## [What needs to be done]
Search the records for the string "gatsbyjs", and show each line where it appears.

## [Available records]

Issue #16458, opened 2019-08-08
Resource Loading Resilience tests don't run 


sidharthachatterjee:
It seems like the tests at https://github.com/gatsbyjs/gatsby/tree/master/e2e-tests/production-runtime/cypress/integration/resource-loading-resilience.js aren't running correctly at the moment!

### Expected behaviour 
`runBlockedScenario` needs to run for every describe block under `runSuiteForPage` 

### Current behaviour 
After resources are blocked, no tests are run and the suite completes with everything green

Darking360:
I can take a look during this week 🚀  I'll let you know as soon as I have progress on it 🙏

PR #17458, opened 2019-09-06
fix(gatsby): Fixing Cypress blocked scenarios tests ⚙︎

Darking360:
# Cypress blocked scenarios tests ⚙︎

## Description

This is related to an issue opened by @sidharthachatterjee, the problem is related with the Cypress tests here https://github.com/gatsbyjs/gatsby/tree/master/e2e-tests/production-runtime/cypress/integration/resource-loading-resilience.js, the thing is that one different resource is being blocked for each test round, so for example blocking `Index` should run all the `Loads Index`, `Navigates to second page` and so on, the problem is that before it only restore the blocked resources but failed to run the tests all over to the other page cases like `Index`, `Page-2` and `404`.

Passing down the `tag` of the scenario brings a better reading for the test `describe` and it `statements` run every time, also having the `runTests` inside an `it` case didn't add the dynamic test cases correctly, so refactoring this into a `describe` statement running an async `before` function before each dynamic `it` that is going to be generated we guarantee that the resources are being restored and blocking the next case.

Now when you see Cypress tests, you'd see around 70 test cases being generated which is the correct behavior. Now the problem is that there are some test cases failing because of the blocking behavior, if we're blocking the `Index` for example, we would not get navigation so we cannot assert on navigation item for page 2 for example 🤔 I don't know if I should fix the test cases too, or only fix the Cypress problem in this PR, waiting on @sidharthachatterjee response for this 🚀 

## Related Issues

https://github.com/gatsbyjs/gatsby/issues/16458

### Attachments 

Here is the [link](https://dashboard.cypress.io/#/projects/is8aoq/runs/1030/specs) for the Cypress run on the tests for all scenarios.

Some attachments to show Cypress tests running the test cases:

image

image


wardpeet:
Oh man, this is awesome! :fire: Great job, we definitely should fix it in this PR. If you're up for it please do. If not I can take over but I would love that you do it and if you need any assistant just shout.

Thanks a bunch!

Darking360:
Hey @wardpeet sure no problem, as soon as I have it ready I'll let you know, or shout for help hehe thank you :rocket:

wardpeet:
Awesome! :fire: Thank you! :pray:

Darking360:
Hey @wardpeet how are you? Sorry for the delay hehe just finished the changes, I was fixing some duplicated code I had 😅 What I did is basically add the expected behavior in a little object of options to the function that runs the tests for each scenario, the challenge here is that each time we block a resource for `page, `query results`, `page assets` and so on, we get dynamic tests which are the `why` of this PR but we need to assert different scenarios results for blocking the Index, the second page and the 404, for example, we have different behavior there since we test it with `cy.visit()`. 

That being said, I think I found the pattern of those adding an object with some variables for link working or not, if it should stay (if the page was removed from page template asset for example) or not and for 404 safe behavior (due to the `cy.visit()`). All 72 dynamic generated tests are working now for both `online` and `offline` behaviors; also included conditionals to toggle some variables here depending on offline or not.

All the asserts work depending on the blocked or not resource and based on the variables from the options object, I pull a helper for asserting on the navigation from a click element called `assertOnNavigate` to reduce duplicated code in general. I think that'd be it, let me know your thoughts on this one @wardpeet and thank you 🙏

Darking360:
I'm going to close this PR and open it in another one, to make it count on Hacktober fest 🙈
==
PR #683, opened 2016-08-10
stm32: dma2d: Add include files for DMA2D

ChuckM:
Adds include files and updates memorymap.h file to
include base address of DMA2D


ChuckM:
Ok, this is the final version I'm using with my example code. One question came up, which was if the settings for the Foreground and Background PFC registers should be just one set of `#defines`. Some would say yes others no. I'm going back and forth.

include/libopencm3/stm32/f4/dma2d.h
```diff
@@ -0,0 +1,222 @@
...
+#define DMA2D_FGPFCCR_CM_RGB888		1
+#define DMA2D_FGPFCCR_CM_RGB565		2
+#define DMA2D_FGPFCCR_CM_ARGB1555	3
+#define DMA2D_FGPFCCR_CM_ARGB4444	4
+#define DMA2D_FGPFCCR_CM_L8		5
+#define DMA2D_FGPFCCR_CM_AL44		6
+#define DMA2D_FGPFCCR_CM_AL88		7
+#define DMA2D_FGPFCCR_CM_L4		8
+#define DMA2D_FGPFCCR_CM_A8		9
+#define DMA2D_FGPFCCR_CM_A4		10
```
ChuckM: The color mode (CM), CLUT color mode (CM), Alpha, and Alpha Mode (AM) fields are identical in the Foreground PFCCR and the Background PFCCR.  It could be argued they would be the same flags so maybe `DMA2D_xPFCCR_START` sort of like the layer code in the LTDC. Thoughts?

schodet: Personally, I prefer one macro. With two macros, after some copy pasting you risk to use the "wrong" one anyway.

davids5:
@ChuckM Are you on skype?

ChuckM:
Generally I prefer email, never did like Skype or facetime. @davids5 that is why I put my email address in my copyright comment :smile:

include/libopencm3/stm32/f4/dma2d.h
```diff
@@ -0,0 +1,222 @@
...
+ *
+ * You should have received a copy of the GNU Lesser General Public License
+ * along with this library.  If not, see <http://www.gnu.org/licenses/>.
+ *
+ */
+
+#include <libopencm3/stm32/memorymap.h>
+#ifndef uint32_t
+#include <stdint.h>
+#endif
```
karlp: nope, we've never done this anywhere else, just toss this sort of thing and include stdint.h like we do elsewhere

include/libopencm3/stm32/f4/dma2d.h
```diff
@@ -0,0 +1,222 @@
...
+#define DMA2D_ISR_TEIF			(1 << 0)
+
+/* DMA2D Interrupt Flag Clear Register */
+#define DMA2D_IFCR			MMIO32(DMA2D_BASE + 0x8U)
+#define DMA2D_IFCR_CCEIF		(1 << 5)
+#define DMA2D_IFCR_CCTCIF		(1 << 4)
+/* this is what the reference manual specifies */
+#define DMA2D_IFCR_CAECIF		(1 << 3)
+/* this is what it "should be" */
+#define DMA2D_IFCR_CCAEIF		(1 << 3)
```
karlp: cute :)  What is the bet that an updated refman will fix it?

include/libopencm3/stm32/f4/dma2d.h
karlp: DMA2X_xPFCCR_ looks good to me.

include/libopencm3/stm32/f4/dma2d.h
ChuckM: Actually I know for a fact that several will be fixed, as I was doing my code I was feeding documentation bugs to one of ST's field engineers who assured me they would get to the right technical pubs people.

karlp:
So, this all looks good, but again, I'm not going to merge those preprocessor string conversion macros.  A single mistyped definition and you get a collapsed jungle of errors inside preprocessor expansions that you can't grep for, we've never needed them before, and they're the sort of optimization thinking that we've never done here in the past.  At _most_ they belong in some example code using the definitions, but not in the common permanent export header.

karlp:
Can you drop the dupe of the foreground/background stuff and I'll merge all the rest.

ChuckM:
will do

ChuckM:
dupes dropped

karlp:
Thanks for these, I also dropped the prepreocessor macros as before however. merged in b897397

## [Response]
It seems like the tests at https://github.com/gatsbyjs/gatsby/tree/master/e2e-tests/production-runtime/cypress/integration/resource-loading-resilience.js aren't running correctly at the moment!
This is related to an issue opened by @sidharthachatterjee, the problem is related with the Cypress tests here https://github.com/gatsbyjs/gatsby/tree/master/e2e-tests/production-runtime/cypress/integration/resource-loading-resilience.js, the thing is that one different resource is being blocked for each test round, so for example blocking `Index` should run all the `Loads Index`, `Navigates to second page` and so on, the problem is that before it only restore the blocked resources but failed to run the tests all over to the other page cases like `Index`, `Page-2` and `404`.
https://github.com/gatsbyjs/gatsby/issues/16458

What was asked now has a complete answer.